Toronto ward map could be redrawn to add 3 new councillors
Consultants recommend new downtown ridings to cope with pressure of intensification
Toronto could be getting three more councillors in the next election if the city goes through with a proposal to redraw its ward boundaries.
A consulting group looking at new ward boundaries is recommending changes that would increase the number of councilors from 44 to 47, meaning each councillor would represent about 61,000 people on average.
The proposal would see three new downtown wards with another in the former North York. The High Park and Davenport boundaries would also be redrawn to turn three wards into two.
"Based on the volume of calls I get in my ward and the number of community meeting I have to get to, people might want better representation," Parkdale-High Park Coun. Gordon Perks told CBC News.

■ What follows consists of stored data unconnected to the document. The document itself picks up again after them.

PR #901, opened 2026-06-16
Remove dead reference to inference.onnx_config.* subpackage in HTP config generator

### LINKED ISSUE #859: Remove dead reference to inference.onnx_config.* subpackage in HTP config generator
## Context

\`src/winml/modelkit/export/htp/config_generator.py\` references a \`winml.modelkit.inference.onnx_config\` subpackage that does not exist in the repo:

- \`config_generator.py:206\` — \`from ...inference.onnx_config.input_generator import InputSpecGenerator\`
- \`config_generator.py:268\` — \`from ...inference.onnx_config.patterns import TASK_TO_OUTPUTS\`

Both imports are inside \`try/except Exception\` blocks that fall through to empty specs / generic defaults, so the missing modules are masked at runtime — the broken branches are silently skipped.

Tracked from PR review (typecheck cleanup PR) — silenced for the type-check pass with \`# type: ignore[import-not-found]\` while we decide whether to:

1. Reintroduce \`inference.onnx_config.{input_generator,patterns}\` (if the integration was meant to land in a follow-up that never did), or
2. Delete the dead try-blocks and let the function unconditionally return its fallback (\`{}\` for input specs, generic outputs).

## Suggested action

Option 2 is the pragmatic cleanup unless there's a known plan to ship the \`inference.onnx_config\` subpackage. Option 1 needs design context this review doesn't have.

## Reference

- Skill: \`modelkit-typechecking\` — Pattern "Surface every \`# type: ignore[import-not-found]\`"
- Related: #824 (similar dead-module pattern in \`core/unified_optimizer.py\` and \`core/universal_hierarchy_exporter.py\`)

DingmaomaoBJTU:
## Summary

Removes dead `try`-blocks in `ExportConfigGenerator._generate_input_specs` and `_get_output_names` that referenced the non-existent `winml.modelkit.inference.onnx_config` subpackage.

## Changes

- `_generate_input_specs` — removed the unreachable import of `InputSpecGenerator` and all associated logic; the function now unconditionally returns `{}` (callers infer inputs from the ONNX graph directly).
- `_get_output_names` — removed the unreachable import of `TASK_TO_OUTPUTS`; the function now directly applies the task-based heuristic that was previously the fallback path.

Both imports were inside `try/except Exception` blocks that silently swallowed `ImportError`, so runtime behavior is unchanged.

Fixes #859


xieofxie:
Should we just remove the whole file? https://github.com/search?q=repo%3Amicrosoft%2Fwinml-cli%20config_generator&type=code it is not referenced any where and no one will maintain it

xieofxie (approved):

"But I want to take a good look at it."
There's been a growing disparity in the population rates across the city's 44 wards in recent years. Heavy condominium development downtown and in Willowdale, near Yonge and Finch, is pushing population rates close to 90,000 in some wards.
Citizens support move
Robin Buxton Potts, who lives in Ward 29 Toronto-Danforth — one of the smallest wards in the city with about 50 thousand constituents, said she supports the idea of redrawing boundaries.
"It gives everyone a bit more of a voice," Potts said.
Sue Dexter, who lives in Ward 20 Trinity-Spadina, says councillors in areas like hers that have upwards of 85,000 constituents have the tricky job of trying to represent a much larger population than those in other wards. Reducing her councillor's workload would means better representation for the ward, she said.
"They've been forced by the pressures of intensification and development to really struggle to represents us," Dexter said.
She said she wouldn't mind some other councillors being squeezed out.
"What you're after is a fair system and sometimes to ge there, people have to sacrifice a bit," Dexter said.
City council is expected to make a decision on the boundary changes by the end of the year.